Le dirigeant ukrainien a ajouté que la Russie cherchait à détruire la chaîne de production de ces missiles, et que les attaques russes avaient contraint l’Ukraine à « attendre longtemps avant de pouvoir rénover » ses installations.
Selon Volodymyr Zelensky, la production de missiles devrait être augmentée, en fonction des financements disponibles et de la disponibilité de certains composants. « Selon les quantités dont nous disposerons, nous mènerons davantage de frappes réussies », a-t-il affirmé.
Le point sur la situation, mercredi 25 février à 14 heures
- Sept morts dans l’attaque de drones ukrainiens contre une usine chimique dans la région de Smolensk. Une trentaine de drones ukrainiens ont touché l’usine chimique PJSC Dorogobouj.
- L’Ukraine transmet à la Cour pénale internationale des documents sur les attaques russes contre ses infrastructures énergétiques a annoncé le procureur général d’Ukraine, Ruslan Kravchenko.
- La réunion ukraino-américaine de jeudi portera sur l’économie et la reconstruction, annonce Volodymyr Zelensky.

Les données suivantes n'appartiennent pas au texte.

PR #489, opened 2021-12-15
Add `viceroy.ttl` to CLI app config

Integralist:
An internal publishing flow means changes such as https://github.com/fastly/cli/pull/488 can't be released until the CLI's application configuration is published to https://developer.fastly.com/

This PR adds a new viceroy configuration field that will be used by the aforementioned PR.


fgsch (approved):
Thank you!

PR #490, opened 2021-12-16
Fix `compute init --from` for Windows

Integralist:
Windows users would see the following error when running `compute init --from <FIDDLE>`:

```
ERROR: rename c6a72613 c6a72613.tgz: The process cannot access the file because it is being used by another process..
```


Integralist:
I've validated this is working using a Windows 10 VM.

kailan (approved):
Works as expected!

Screenshot 2022-01-04 at 11 18 12

PR #491, opened 2021-12-16
Compute languages should copy the parent environment into the subprocess

Integralist:
This is already done in `language_rust.go` but for some reason wasn't done for the other supported languages.

> NOTE**: once https://github.com/fastly/cli/pull/484 is merged, then I'll update this PR to do the same for `language_other.go`


fgsch (approved):
🚢 🇮🇹

PR #493, opened 2021-12-17
Fix the `--watch` flag for AssemblyScript

### LINKED ISSUE #476: --watch doesn't work with AssemblyScript
**Version**

1.11

**What happened**

I'm assuming this is expected behavior.

When running ```fastly compute serve --watch``` on an assemblyscript project I get this error:

```serve.go:504: CreateFile src: The system cannot find the file specified.``` (I added the file/line for your convenience)

I'm assuming this is expected behavior. I just wanted to check.

Integralist:
Fixes #476 

**Problem**: When implementing the `--watch` functionality we neglected to notice that the source code directory for AssemblyScript wasn't `src` (as it is with JavaScript and Rust) and so when it came to using the `--watch` flag we had hardcoded `"src"` to be watched.

**Solution**: We inspect the `--language` flag, falling back to the fastly.toml manifest to identify the language and use that information to identify the correct source code directory to watch.

**Screenshots**: The following screenshot shows that the compiled binary now correctly runs the `compute serve --watch` command and will (when an update is made to a file) trigger the hot reload functionality.

Screenshot 2021-12-17 at 17 08 07

### DIFF
--- a/pkg/commands/compute/build.go
+++ b/pkg/commands/compute/build.go
@@ -124,21 +124,21 @@ func (c *BuildCommand) Exec(in io.Reader, out io.Writer) (err error) {
 	case "assemblyscript":
 		language = NewLanguage(&LanguageOptions{
 			Name:            "assemblyscript",
-			SourceDirectory: "assembly",
+			SourceDirectory: ASSourceDirectory,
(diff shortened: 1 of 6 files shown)


triblondon (approved):
LGTM

PR #503, opened 2022-01-06
Fix Windows ANSI escape code rendering

Integralist:
Use `color.Output` instead of `os.Stdout` as it will determine the correct Windows output stream.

Le négociateur ukrainien Rustem Umerov rencontrera les émissaires américains Steve Witkoff et Jared Kushner.
- Lors de son discours sur l’état de l’Union, Donald Trump évoque à peine la guerre en Ukraine. « Nous travaillons très dur pour mettre fin à la neuvième guerre, aux tueries et au carnage entre la Russie et l’Ukraine, où 25 000 soldats meurent chaque mois. Pensez-y, 25 000 soldats meurent par mois. Une guerre qui ne serait jamais arrivée si j’avais été président, elle ne serait jamais arrivée », a déclaré M. Trump.
- Washington met en garde Kiev après une attaque contre le port pétrolier russe de Novorossiïsk, évoquant des intérêts économiques américains.

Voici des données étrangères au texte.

PR #505, opened 2022-01-07
Implement `--json` output for describe/list operations

### LINKED ISSUE #486: [FEATURE REQUEST] Improve tabular output for scripting
**Is your feature request related to a problem? Please describe.**
A CLI client is useful for automation tasks, but the output format of  the Fastly CLI is not easily parseable.
In particular, the tabular output generated using tabwriter (service lists, etc.) is hard to query on a command line.
The direct use case is querying the configuration of all services I have access to.

There are many possible approaches.
JSON output comes to mind, which opens the tool up for use with the popular tool `jq`, which processes JSON streams and can run complex queries on them.
Another one is to simply support tab delimiters, to allow tools (for example `awk`) to conveniently parse the table.

**Describe alternatives you've considered**
There are ways to work around this now (manual `cut -c` commands or using regular expressions), but the more convenient option is to use the API directly.
Still, I think I would prefer using the CLI for its accessible documentation and convenient interface.

**Additional context**
The direct use case is (read-only) querying the configuration of all services I have access to.

Integralist:
Fixes #486

## Examples

List backends...

```bash
$ fastly backend list --version latest

SERVICE                 VERSION  NAME        ADDRESS    PORT  COMMENT
1S3NQi1yItIGj58gDDmlWx  1        originless  127.0.0.1  80
```

List backends in verbose mode...

```bash
$ fastly backend list --version latest --verbose

Fastly API token provided via FASTLY_API_TOKEN
Service ID (via fastly.toml): 1S3NQi1yItIGj58gDDmlWx

Version: 1
        Backend 1/1
                Name: originless
                Comment:
                Address: 127.0.0.1
                Port: 80
                Override host:
                Connect timeout: 1000
                Max connections: 200
                First byte timeout: 15000
                Between bytes timeout: 10000
                Auto loadbalance: false
                Weight: 100
                Healthcheck:
                Shield:
                Use SSL: false
                SSL check cert: true
                SSL CA cert:
                SSL client cert:
                SSL client key:
                SSL cert hostname:
                SSL SNI hostname:
                Min TLS version:
                Max TLS version:
                SSL ciphers:
```

List backends causes an error when trying to use both verbose and JSON mode at the same time...

```bash
$ fastly backend list --version latest --verbose --json

Fastly API token provided via FASTLY_API_TOKEN

ERROR: invalid flag combination, --verbose and --json.

Use either --verbose or --json, not both.
```

List backends in JSON mode...

```bash
$ fastly backend list --version latest --json | jq

[
  {
    "ServiceID": "1S3NQi1yItIGj58gDDmlWx",
    "ServiceVersion": 1,
    "Name": "originless",
    "Comment": "",
    "Address": "127.0.0.1",
    "Port": 80,
    "OverrideHost": "",
    "ConnectTimeout": 1000,
    "MaxConn": 200,
    "ErrorThreshold": 0,
    "FirstByteTimeout": 15000,
    "BetweenBytesTimeout": 10000,
    "AutoLoadbalance": false,
    "Weight": 100,
    "RequestCondition": "",
    "HealthCheck": "",
    "Hostname": "",
    "Shield": "",
    "UseSSL": false,
    "SSLCheckCert": true,
    "SSLCACert": "",
    "SSLClientCert": "",
    "SSLClientKey": "",
    "SSLHostname": "",
    "SSLCertHostname": "",
    "SSLSNIHostname": "",
    "MinTLSVersion": "",
    "MaxTLSVersion": "",
    "SSLCiphers": "",
    "CreatedAt": "2022-01-07T10:54:11Z",
    "UpdatedAt": "2022-01-07T10:54:11Z",
    "DeletedAt": null
  }
]
```

### DIFF
--- a/.tmpl/create.go
+++ b/.tmpl/create.go
@@ -61,7 +61,6 @@ type CreateCommand struct {
 
 // Exec invokes the application logic for the command.
 func (c *CreateCommand) Exec(in io.Reader, out io.Writer) error {
-	// Exit early if no token configured.
 	_, s := c.Globals.Token()
 	if s == config.SourceUndefined {
 		return errors.ErrNoToken
--- a/.tmpl/delete.go
+++ b/.tmpl/delete.go
@@ -61,7 +61,6 @@ type DeleteCommand struct {
 
 // Exec invokes the application logic for the command.
 func (c *DeleteCommand) Exec(in io.Reader, out io.Writer) error {
-	// Exit early if no token configured.
 	_, s := c.Globals.Token()
 	if s == config.SourceUndefined {
 		return errors.ErrNoToken
--- a/.tmpl/describe.go
+++ b/.tmpl/describe.go
@@ -56,7 +56,6 @@ type DescribeCommand struct {
 
 // Exec invokes the application logic for the command.
 func (c *DescribeCommand) Exec(in io.Reader, out io.Writer) error {
-	// Exit early if no token configured.
 	_, s := c.Globals.Token()
 	if s == config.SourceUndefined {
 		return errors.ErrNoToken
--- a/.tmpl/list.go
+++ b/.tmpl/list.go
@@ -57,7 +57,6 @@ type ListCommand struct {
 
 // Exec invokes the application logic for the command.
 func (c *ListCommand) Exec(in io.Reader, out io.Writer) error {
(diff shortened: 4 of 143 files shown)


kailan (approved):
This is fantastic and will be so useful for CI integrations 🎉

PR #507, opened 2022-01-11
Omit unix file perms in messaging

Integralist:
Some Windows users were confused by the messaging otherwise.


doramatadora (approved):
Makes sense 👍🏼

- Le ministre des affaires étrangères ghanéen demande à Kiev la libération de deux prisonniers de guerre ghanéens. L’Ukraine autorisera des diplomates ghanéens à rendre visite à ces ressortissants, a annoncé le ministre des affaires étrangères ukrainien.
- Macron prononcera un discours très attendu lundi sur la dissuasion nucléaire française en Europe. Il prononcera lundi un discours très attendu sur la contribution de la dissuasion nucléaire française à la sécurité du continent européen face aux bouleversements géopolitiques mondiaux, a annoncé l’Elysée, mercredi.
Macron prononcera un discours très attendu lundi sur la dissuasion nucléaire française en Europe
Alors que la guerre en Ukraine bouleverse les équilibres, Emmanuel Macron s’apprête à redéfinir la place de la France dans la sécurité nucléaire européenne, sous le regard attentif de ses partenaires.
Il prononcera lundi un discours très attendu sur la contribution de la dissuasion nucléaire française à la sécurité du continent européen face aux bouleversements géopolitiques mondiaux, a annoncé l’Elysée, mercredi.
Le président de la République prendra la parole dans le cadre très solennel de l’Ile longue, à Brest, où sont stationnés les quatre sous-marins nucléaires lanceurs d’engins assurant la composante océanique de la dissuasion nucléaire française, au côté des forces aériennes stratégiques.
« Ce sera un moment important du mandat. Il y aura sans doute des bascules et des évolutions assez significatives », souligne-t-on dans l’entourage du chef de l’Etat, sans plus de précisions.
Le discours s’inscrira dans le prolongement de celui du 7 février 2020 lors duquel M. Macron avait proposé aux Européens un « dialogue stratégique » sur le « rôle de la dissuasion nucléaire française » dans la sécurité collective de l’Europe et des exercices communs dans ce domaine ultrasensible de la souveraineté nationale.
La France est le seul pays de l’Union européenne, et le seul pays européen avec le Royaume-Uni, à disposer de l’arme nucléaire. Tous les autres pays sont protégés par la dissuasion élargie américaine dans le cadre de l’OTAN.
Ces discours sont un exercice imposé pour chaque président français, chef des armées et décideur final du feu nucléaire, considéré par la France comme la garantie ultime de ses intérêts vitaux. Le président Macron en aura ainsi prononcé un sur chacun de ses deux quinquennats.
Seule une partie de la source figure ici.